#### Extracted material

Issue #2715, opened 2017-04-22
[Tabs] We show closed tabs when we reload


bomsy:
After the debugger is refreshed, 
* Close the active tab

AR:  The source text for the next selected tab does not get loaded
ER: The source text for the next selected tab should get loaded.

![no-sourcetext](https://cloud.githubusercontent.com/assets/792924/25308787/77952b76-27b4-11e7-8b7a-eb851cc1dcc9.gif)

jasonLaster:
@bomsy ooh, this might be fixed by your tabs work :)

jasonLaster:
Hmm - this looks like it's still an issue. Kinda interesting though

bomsy:
Oh ... yeah . It's a separate issue. Was not fixed by my tabs PR.
I was going to look at it next, but forgot.
I can look at it.

jasonLaster:
This should fix this bug: https://bugzilla.mozilla.org/show_bug.cgi?id=1366754

bomsy:
These should all be fixed!

PR #2999, opened 2017-05-24
make sure we deselect sources

bomsy:
Associated Issue: #2715

WIP 
Todo - Fix issue causing failing test

### Summary of Changes

* Call the `selectSource` action on `closeTab/s` to select the next available tab
* If no source is found dispatch an action to trigger clearing of the currently loaded source
* export `getNewSelectedSourceId` 

### Test Plan
- [x] Select multiple sources from the source tree
- [x] After all the tab have been opened, refresh the debugger
- [x] After debugger reloads, close the selected tab
- [x] The source of the next selected tab should be loaded
- [x] Close all the tabs
- [x] The loaded source text should be removed

### DIFF
--- a/src/actions/sources.js
+++ b/src/actions/sources.js
@@ -32,8 +32,10 @@ import {
   getPendingSelectedLocation,
   getPendingBreakpoints,
   getFrames,
+  getSourceTabs,
   getNewSelectedSourceId,
-  getSourceTabs
+  removeSourcesFromTabList,
+  removeSourceFromTabList
 } from "../selectors";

########

■ Exercise prompt ■
Restate each line above word for word.

■ Result ■
Issue #2715, opened 2017-04-22
[Tabs] We show closed tabs when we reload


bomsy:
After the debugger is refreshed, 
* Close the active tab

AR:  The source text for the next selected tab does not get loaded
ER: The source text for the next selected tab should get loaded.

![no-sourcetext](https://cloud.githubusercontent.com/assets/792924/25308787/77952b76-27b4-11e7-8b7a-eb851cc1dcc9.gif)

jasonLaster:
@bomsy ooh, this might be fixed by your tabs work :)

jasonLaster:
Hmm - this looks like it's still an issue. Kinda interesting though

bomsy:
Oh ... yeah . It's a separate issue. Was not fixed by my tabs PR.
I was going to look at it next, but forgot.
I can look at it.

jasonLaster:
This should fix this bug: https://bugzilla.mozilla.org/show_bug.cgi?id=1366754

bomsy:
These should all be fixed!

PR #2999, opened 2017-05-24
make sure we deselect sources

bomsy:
Associated Issue: #2715

WIP 
Todo - Fix issue causing failing test

### Summary of Changes

* Call the `selectSource` action on `closeTab/s` to select the next available tab
* If no source is found dispatch an action to trigger clearing of the currently loaded source
* export `getNewSelectedSourceId` 

### Test Plan
- [x] Select multiple sources from the source tree
- [x] After all the tab have been opened, refresh the debugger
- [x] After debugger reloads, close the selected tab
- [x] The source of the next selected tab should be loaded
- [x] Close all the tabs
- [x] The loaded source text should be removed

### DIFF
--- a/src/actions/sources.js
+++ b/src/actions/sources.js
@@ -32,8 +32,10 @@ import {
   getPendingSelectedLocation,
   getPendingBreakpoints,
   getFrames,
+  getSourceTabs,
   getNewSelectedSourceId,
-  getSourceTabs
+  removeSourcesFromTabList,
+  removeSourceFromTabList
 } from "../selectors";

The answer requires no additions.